Maximus Advisors Comments on the State of the U.S. Economy
Evidence Economic Recovery is Slowing Continues to Mount
US retail sales were reported today, declining 0.2% from the month prior and marking the second consecutive month of declines, as April’s reading was revised lower to a contraction of 0.2%. Retail sales excluding autos fell 0.4% from the month prior, the second consecutive month with a decline of this magnitude. Analysts have been quick to point out that some of the decline stems from a fall in gasoline sales and prices, with sales falling 2.2%. However, this is assuming that the price decline is responsible for the lower receipts and not a downtick in demand. Coming on the heels of two consecutive jobs reports that showed decelerating gains, and a falling ISM figure, we believe it is clear that the economic recovery is beginning to wobble. The European debt crisis and subsequent economic malaise are roiling capital markets, which are both contributing to a loss of confidence in consumers and firms. The headlines of a weakening jobs picture threaten to once again reverse the feedback loop between the labor market and consumer spending from one that had been becoming increasingly positive to one that is negative.
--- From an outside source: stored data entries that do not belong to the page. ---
Issue #2326, opened 2022-12-05
List approval workflow status updates are needed. Rejected lists to become "inactive". Replaced lists to become "rejected".


vrwOAR:
## Overview

In the new upload workflow, contributor lists are reviewed by OS Hub team. When [rejected](https://opensupplyhub.org/lists/2035), the list will stop progressing through the workflow and a rejection message is delivered to the contributor. Though rejected, the lists are maintaining their active status in the [list source dashboard](https://opensupplyhub.org/admin/api/source/406807/change/?_changelist_filters=contributor__id__exact%3D194) and thus remain on the [front end as an available list](https://opensupplyhub.org/profile/195?q=Akh%20Eco%20Apparels%20Ltd) for said contributor. The list details (list name and description) are available, however, the [facilities and all corresponding facility data points](https://opensupplyhub.org/facilities/?contributors=194&lists=2035) are not available; as the list was rejected prior to geocoding and matching.

Also, as a part of the upload process, a user has historically had the option to replace a previously uploaded list. Lists uploaded to OS Hub that are replaced with a new upload are being made inactive. However, their status within the Django facility list details remains as “Pending”. Therefore the list remains visible within both the OS Hub Dashboard & the user’s dashboard as a pending list awaiting inputs from the OS Hub admin. 

### Expected Behavior

- When a list is rejected during the list approval process the list should also be made inactive in the list source dashboard.
- When a list uploaded to OS Hub is replaced by the user, the status should be updated to “inactive” and “rejected”. It is not necessary to send the rejected notification to the user for this use case, as they have already replaced the list with another upload for processing. 

### Actual Behavior

- Though rejected, the lists are maintaining their "active" status in the [list source dashboard](https://opensupplyhub.org/admin/api/source/406807/change/?_changelist_filters=contributor__id__exact%3D194) and thus remain on the [front end as an available list](https://opensupplyhub.org/profile/195?q=Akh%20Eco%20Apparels%20Ltd) for said contributor.
- Replaced lists are retaining the "pending" status in the change facility list dashboard. Example, [Mammut Sports Group - Mammut Sports Group AG Supplier List 2022](https://opensupplyhub.org/admin/api/facilitylist/2215/change/)

### Steps to Reproduce

Rejected List items:
- Log-in to [OS hub admin dashboard](https://opensupplyhub.org/dashboard)
- navigate to desired list from [rejected list](https://opensupplyhub.org/dashboard/lists/?status=REJECTED)
[...]

PR #2362, opened 2023-02-06
Approval workflow updates

mstone121:
## Overview

This PR addresses two isses with the approval workflow:

1. When a facility list is rejected, that facility list's source remains active.
2. Facility lists that are replaced by another facility list remain in the Pending status. A new meta-status, Replaced, was created for these lists.

Connects #2326 

## Notes

Instead of creating a new status for Replaced lists, we had the option to create a "real" status. This would have been simpler to implement, but could lead to data inconsistency (e.g. a non-replaced list with the Replaced status). In addition, if a replacing list is rejected and we want to return the original list, there would be no way to know its original status. 

## Testing Instructions

- `./scripts/test`
---
- Upload a facility list
- `./scripts/manage batch_process --list-id <uploaded list ID> --action parse`
- Login as an admin of the uploaded list's contributor (must be a different user)
- Reject uploaded, pending list
  - [x] Ensure list is Rejected status
  - [x] Ensure list's source is not active

- Upload a facility list
- Upload a replacement list
  - [x] Ensure status of new list is Replaced
  - [x] Ensure it doesn't show up in the UI facility list lists
    - [x] Except for the admin dashboard list when 'Rejected' is selected

## Checklist

- [x] CI passes after rebase


src/django/api/tests.py
```diff
@@ -300,10 +300,21 @@ def test_replaces(self):
         self.assertEqual(FacilityList.objects.all().count(),
                          previous_list_count + 2)
         self.assertEqual(new_list.replaces.id, original_list.id)
+        self.assertEqual(new_list.status, FacilityList.PENDING)
+
+        # API should return REPLACED meta-status
+        response = self.client.get(f'/api/facility-lists/{original_list.id}/')
```
mstone121: I couldn't figure out how to reverse this url. Tried
```python
reverse('facility-list-retrieve', args=[original_list.id])
```
and
```python
FacilityListViewSet.reverse_action('retrieve', args=[original_list.id])
```

src/django/api/constants.py
```diff
@@ -81,6 +81,7 @@ class FeatureGroups:
 
 class FacilityListStatus:
```
mstone121: This class isn't referred to by anything except the `AdminFacilityListView` `get_queryset` method. Perhaps it can be removed in favor of `FacilityList` statuses.

src/django/api/views.py
```diff
@@ -3141,7 +3141,7 @@ def reject(self, request, pk=None):
             }
         """
         try:
-            facility_list = self.queryset.get(id=pk)
+            facility_list = self.queryset.select_related('source').get(id=pk)
```
jwalgran, line 3149: Confirming my understanding of this addition. Because we are always going to be accessing `facility_list.source` as part of rejects we go ahead and fetch the related model.

src/django/api/constants.py
jwalgran: This was introduced in c1cdb8b

I do not see an obvious reason why this was introduced instead of using `FacilityList.MATCHED`. I would +1 removing `FacilityListStatus`

jwalgran (changes requested):
I agree with the design choice to not add a `REPLACED` status. The other status values are related to approval and mixing in this value unrelated to approval would complicate things in the ways that you described. I did see a few behaviors that I suggest changing


I started these test step from `./scripts/resetdb`

- Log in as c3@example.com
- Contribute embed-test-1.csv
- Run `./scripts/manage batch_process --list-id 16 --action parse`
- In a separate browser session log in as the admin c1@example.com
	- Browse http://localhost:6543/dashboard/lists/
	- Approve the list
- Run  ./tools/batch_process 16
- From the regular user session, contribute embed-test-2.csv and choose the embed-test-1 as the replacement
- Run `./scripts/manage batch_process --list-id 17 --action parse`

At this point if you browse http://localhost:6543/ and choose `Factory A` as the contributor, the Contributor List dropdown still correctly shows `embed-test-1` because the replacement list has not yet been processed however browsing http://localhost:6543/lists does not show the `embed-test-1` list. 

**Requested change 1:** Replaced lists should always show up in the user's `/lists` page but the status on the details page should be `REPLACED` rather than `APPROVED`

The steps to reproduce section of #2326 mentions viewing a list in the Django Admin and that there is no indication that a list has been replaced.

**Requested change 2:**  Customize the Django admin page via `admin.py`. If the list has been replaced, show the ID and name of the list that replaced it and ideally, if it is not a large amount of extra work, hyperlink to that list in the Django admin.

src/django/api/views.py
mstone121: Yep. It saves a trip to the DB.

src/django/api/constants.py
mstone121: [07b1549](https://github.com/open-apparel-registry/open-apparel-registry/pull/2362/commits/07b15492fa12345e790333ee19f372fc8e798b96)

mstone121:
**Requested change one:** [e6da69d](https://github.com/open-apparel-registry/open-apparel-registry/pull/2362/commits/e6da69dce047dedae8d4c0e0db58e860ed12b713)

**Requested change two:** [5018a25](https://github.com/open-apparel-registry/open-apparel-registry/pull/2362/commits/5018a25322a19afb013f2c8edb27176221c40a4b)

src/django/api/admin.py
```diff
@@ -61,6 +61,18 @@ class FacilityHistoryAdmin(SimpleHistoryAdmin):
     readonly_fields = ('created_from',)
 
 
+class FacilityListAdmin(admin.ModelAdmin):
+    readonly_fields = ('replaced_by_link',)
```
mstone121, line 66: If this is just `replaced_by`, Django will automatically create a link to the replacing facility list without the method below. However, it displays a label of `Facility list:` and I couldn't figure out how to override that.

src/django/api/tests.py
jwalgran: I used 

```
./scripts/manage show_urls | grep facility-lists
```

To find the URL we are looking for and get the the name

```
...
/api/facility-lists/<pk>/	api.views.FacilityListViewSet	facility-list-detail
....
```

Using the name `facility-list-detail` appears to get us what we need

```python
>>> from django.urls import reverse
>>> reverse('facility-list-detail', args=[1])
'/api/facility-lists/1/'
```

src/django/api/admin.py
jwalgran: I could not find a way of changing the label either. This is a reasonable workaround 👍

src/django/api/admin.py
```diff
@@ -61,6 +61,18 @@ class FacilityHistoryAdmin(SimpleHistoryAdmin):
...
+
+    @admin.display(description='Replaced by')
+    def replaced_by_link(self, obj):
+        return mark_safe(
+            '<a href="/admin/api/facilitylist/{}/change/">{}</a>'.format(
```
jwalgran: We could use `reverse` here, but I'm not convinced that the change is worth it (this code was based on https://stackoverflow.com/a/1720961)
```python
        url = reverse('admin:{}_{}_change'.format(obj._meta.app_label,
                                                  obj._meta.model_name),
                      args=[obj.replaced_by.id])
        return mark_safe(
            '<a href="{}">{}</a>'.format(url, obj.replaced_by)
        )
```

jwalgran (approved):
Thanks for integrating the requested revisions. This is a clear implementation and ran through the tests without issue.

jwalgran:
I just noticed that the changes to the models file require a migration

```
Running migrations:
  No migrations to apply.
  Your models in app(s): 'api' have changes that are not yet reflected in a migration, and so won't be applied.
  Run 'manage.py makemigrations' to make new migrations, and then re-run 'manage.py migrate' to apply them.
[+] Running 2/0
 ⠿ Container open-apparel-registry-memcached-1  Running                                                                                 0.0s
 ⠿ Container open-apparel-registry-database-1   Running                                                                                 0.0s

205 static files copied to '/usr/local/src/static', 670 post-processed.
~/Projects/open-apparel-registry (pr-2362)
>
~/Projects/open-apparel-registry (pr-2362)
~/Projects/open-apparel-registry (pr-2362)
> ./scripts/manage makemigrations
[+] Running 2/0
 ⠿ Container open-apparel-registry-database-1   Running                                                                                 0.0s
 ⠿ Container open-apparel-registry-memcached-1  Running                                                                                 0.0s
Migrations for 'api':
  api/migrations/0112_alter_facilitylist_replaces.py
    - Alter field replaces on facilitylist
~/Projects/open-apparel-registry (pr-2362)
>

```

mstone121:
Add migration here: https://github.com/open-apparel-registry/open-apparel-registry/pull/2362/commits/5bcca17860b5763b30f54994c05806742e24a020

src/django/api/tests.py
mstone121: Ah, I forgot about `show_urls`. Thanks! https://github.com/open-apparel-registry/open-apparel-registry/pull/2362/commits/dcfb1e0d68fa3d0b096ce3599e9f1b8a47c3ccbe

src/django/api/admin.py
mstone121: What about https://github.com/open-apparel-registry/open-apparel-registry/pull/2362/commits/64329465c616feadd89443c648cb3f3c17f1cec4?

jwalgran: Looks good 👍

jwalgran:
I didn't retest but the changes all look good to me. Thanks.

jwalgran (approved):

Issue #1847, opened 2022-05-16
Merged OAR ID's redirect when searched


hlennett:
## Overview

Currently, after an OAR ID is merged into another one, if a user tries to access that old facility profile via an old URL, it will redirect to the new facility profile. However, if you search by the old OAR ID, no results are returned. It would be great for the OAR ID facility search to redirect as well (or to have some kind of behavior that shows that the facility still exists and has just been merged into a new OAR ID). 

An example: https://openapparel.org/facilities/BD2020009B5R296 redirects to the new facility profile but https://openapparel.org/?q=BD2020009B5R296 does not.

hlennett:
@mariel-oar Noting that this is coming up more and more in our conversations with facilities. Wonder if it's worth a conversation of whether this can make it into the PRD for OS Hub?

vrwOAR:
@mariel-oar - Two recent examples of merges that are not searchable on FE
- BA20221713TPRZW
- TR2022249BKAX66

an example from a 2021 merge
- VN2019176GPFHDH

mariel-oar:
@obrienad @jwalgran , flagging a new ticket for PB. Can we get an estimate on this one? thank you!

jwalgran:
Hey team! Please [add your planning poker estimate](https://app.zenhub.com/workspaces/Civic-Apps-5c8fabc1177a1c1f6672f901/issues/open-apparel-registry/open-apparel-registry/1847?planning-poker) with Zenhub @TaiWilkin @mstone121

obrienad:
@mariel-oar - estimate is confirmed. Tagged CAN pending your greenlight.

PR #2366, opened 2023-02-08
Check facility query string for aliased OS ID

mstone121:
## Overview

This PR adds checks to the facility search logic. If the query string matches the regex patter of an OS ID, the facility alias table is searched. If a match is found, the `id` parameter is overwritten with the aliased ID.

Connects #1847 

## Notes

Additionally, if the query string matches the OS ID regex pattern, the query string parameter is cleared so as not to conflict with the ID queryset filter. This means that if someone inteneded to search for a string that matches the pattern, but is not actually an OS ID, they would not see the expected results. Since the OS ID regex pattern is pretty specific, this seems unlikely to occur.

## Testing Instructions

- `./scripts/manage test api.tests.FacilitySearchTest`
---

* Create a facility alias in the `api_facilityalias` table
* Search for that facility alias id
  * [ ] Ensure the aliases facility shows up in the list

## Checklist

- [x] CI passes after rebase

### DIFF
--- a/src/django/api/os_id.py
+++ b/src/django/api/os_id.py
@@ -1,5 +1,6 @@
 import base32_crockford
 import random
+import re
 
 from django.utils import timezone
 
@@ -77,3 +78,10 @@ def validate_os_id(raw_id, raise_on_invalid=True):
         else:
             return False
     return True
+
+
+os_id_regex = re.compile('[A-Z]{2}[0-9]{7}[A-Z0-9]{6}')
+
+
+def string_matches_os_id_format(string):
+    return os_id_regex.match(string or '') is not None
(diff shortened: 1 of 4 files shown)


src/django/api/os_id.py
```diff
@@ -77,3 +78,10 @@ def validate_os_id(raw_id, raise_on_invalid=True):
         else:
             return False
     return True
+
+
+os_id_regex = re.compile('[A-Z]{2}[0-9]{7}[A-Z0-9]{6}')
+
+
+def string_matches_os_id_format(string):
+    return os_id_regex.match(string or '') is not None
```
jwalgran, line 87: Good design to locate this in the `os_id` module 👍

jwalgran (approved):
I tested this by merging a facility via the admin dashboard to replicate the condition described in #1847 and the new search logic worked correctly.

mstone121:
Thanks for the review!

Issue #2376, opened 2023-03-01
Take a final RDS snapshot and destroy OAR production resources


mariel-oar:
This will require a different set of steps then the staging destroy (#2351) since we need to leave the DNS/CloudFront/certificate setup in place to handle the redirect until we can migrate those resources to the OSH deployment.
- [x] Remove all resources from .tf files other than those required for DNS/CloudFront/certificate
- [x] Run a production `./scripts/infra plan` and verify the output is expected and that the resources needed for the redirect remain in place
- [x] Create an RDS snapshot
- [x] Enable deletion protection on both OS Hub RDS instances via the console (for extra confidence)
- [x] Use `./scripts/infra apply` to destroy the resources

jwalgran:
I updated the description since, unlike staging, there are a few non-compute resources we want to leave in place to handle the old domain name and redirection.

PR #2378, opened 2023-03-03
Remove most production resources

nanotubing:
## Overview

we're updating the terraform to remove all resources from the OAR production environment, except for cloudfront and its related DNS and certificate resources.

Connects #2376

## Demo
attached is the output from running `scripts/infra plan` in this branch
[2376_plan_output.txt](https://github.com/open-apparel-registry/open-apparel-registry/files/10885656/2376_plan_output.txt)

## Testing Instructions

* Run a `scripts/infra plan` in this branch and review the output to verify that nothing necessary is being removed

## Checklist

- [ ] CI passes after rebase


nanotubing:
I updated my commit, which is now also removing the infra stage from the Jenkinsfile to avoid re-creating resources in the staging environment.

It is not expected that the output of `scripts/infra plan` would have changed based on this update, but the current plan output is attached anyway.

[2376_plan_output_b.txt](https://github.com/open-apparel-registry/open-apparel-registry/files/10902242/2376_plan_output_b.txt)

jwalgran (approved):
I was able to run plan against production successfully. This looks correct. There are two resources that look like we may also be able to remove.

- The SNS topic in `alarms.tf`. I do not think there are any resources remaining that publish to this topic.
- The `"internal"` hosted zone in `dns.tf` When I search in the `terraform` directory I do not see any remaining references to `internal`
- The VPC in `networking.tf`. Since our remaining resources are not within the VPC it looks like we may be able to remove this as well.

nanotubing:
> I was able to run plan against production successfully. This looks correct. There are two resources that look like we may also be able to remove.

I pushed another commit that removes these resources. I did not get any errors in the plan output, and everything seems correct to my eyes
[2376_plan_output_c.txt](https://github.com/open-apparel-registry/open-apparel-registry/files/10903470/2376_plan_output_c.txt)

jwalgran (approved):

nanotubing:
This terraform changeset has been applied, and the OAR production environment is gone.

Issue #2369, opened 2023-02-20
IndexError: list index out of range raised when downlaoding from embeded map and header does not match data fields


jwalgran:
## Overview

`IndexError: list index out of range` raised when downloading from embedded map and header does not match data fields

### Steps to Reproduce

**NOTE Make sure to close the tab after testing this to prevent looping requests ( #2368)**

* Browse https://opensupplyhub.org/facilities?contributors=25&embed=1
* Download

### Demo

In this screenshot note the discrepancy in length between `data_values` and `list_fields`. The code expects these to be the same length with fields in the same order.

<img width="601" alt="Screenshot 2023-02-20 at 12 47 46 PM" src="https://user-images.githubusercontent.com/17363/220188078-07f3b5bd-7c6f-4882-bb4e-83d7cf8a09a7.png">

### Additional context

https://rollbar.com/OpenApparelRegistry/OpenSupplyHub/items/218/

jwalgran:
Please [add your planning poker estimate](https://app.zenhub.com/workspaces/Civic-Apps-5c8fabc1177a1c1f6672f901/issues/open-apparel-registry/open-apparel-registry/2369?planning-poker) with Zenhub @mstone121

jwalgran:
@mariel-oar labeled client action needed to get your approval for fixing this bug. I would classify this as relatively high priority because it results in embedded map downloads that appear to never finish and is the root cause behind #2368

mariel-oar:
Yes, please fix this @jwalgran...removing CAN

PR #2379, opened 2023-03-07
Fix facility download

TaiWilkin:
## Overview

Handles the case when an individual list item's raw data differs in length from the number of headers.

Connects #2369 

## Demo

[facilities.csv](https://github.com/open-apparel-registry/open-apparel-registry/files/10910514/facilities.csv)

## Notes

Based on the way the lists are processed, there really shouldn't be a case where any item has raw data of a different length than the headers. I wanted to identify the source of the damaged data, but when testing out the error in production, the contributor whose list was failing previously didn't throw any errors. I attempted to identify a recent change to their data that might have fixed it, but was unable to. I also loaded several of the user's recent lists into my local database, and wasn't able to replicate the error that way. 

I ended up deleting some of the raw data fields for a list item locally, and was able consistently trigger the error that way. 

## Testing Instructions

On `ogr/develop`:
* Upload a list with custom fields and fully process it. 
* Add the custom fields to your embedded map.
* Use `./scripts/manage shell_plus` to remove the custom fields from the `raw_data` of one of the items in your list.
* Visit your embedded map, and download the facilities. 
      - If you have more than a page worth of facilities, the infinite loop error will be triggered.
      - If you have less than a page of facilities, there will be an error but no infinite loop.

On this branch:
* Attempt to download the same embedded map. It should succeed. 
 
## Checklist

- [ ] CI passes after rebase

### DIFF
--- a/src/django/api/helpers.py
+++ b/src/django/api/helpers.py
@@ -69,7 +69,11 @@ def get_list_contributor_field_values(item, fields):
     for f in fields:
         if f['column_name'] in list_fields:
             index = list_fields.index(f['column_name'])
-            f['value'] = try_parse_int_from_float(data_values[index])
+            if 0 <= index < len(data_values):
+                value = data_values[index]
+            else:
+                value = None
+            f['value'] = try_parse_int_from_float(value)
 
     return fields
 
--- a/CHANGELOG.md
+++ b/CHANGELOG.md
@@ -18,6 +18,7 @@ and this project adheres to [Semantic Versioning](http://semver.org/spec/v2.0.0.
 ### Removed
 
 ### Fixed
+- Fix facility download [#2379](https://github.com/open-apparel-registry/open-apparel-registry/pull/2379)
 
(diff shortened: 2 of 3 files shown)


src/django/api/helpers.py
```diff
@@ -69,7 +69,11 @@ def get_list_contributor_field_values(item, fields):
     for f in fields:
         if f['column_name'] in list_fields:
             index = list_fields.index(f['column_name'])
-            f['value'] = try_parse_int_from_float(data_values[index])
+            if 0 <= index < len(data_values):
```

With Europe slipping back into recession, growth in China, India and Brazil slowing and the US on the verge of a potential fiscal catastrophe of massive tax increases with a Washington establishment that many believe has proven it places politics over growth, it is hard to imagine the economic recovery remaining on track in the coming months.
For commercial and residential real estate, with supply quiet, the timing and pace of demand is the key to improved fundamentals. If the economic recovery is severely disrupted, the quiet supply pipeline will provide a downside buffer but demand would fall off and extend the downturn trough.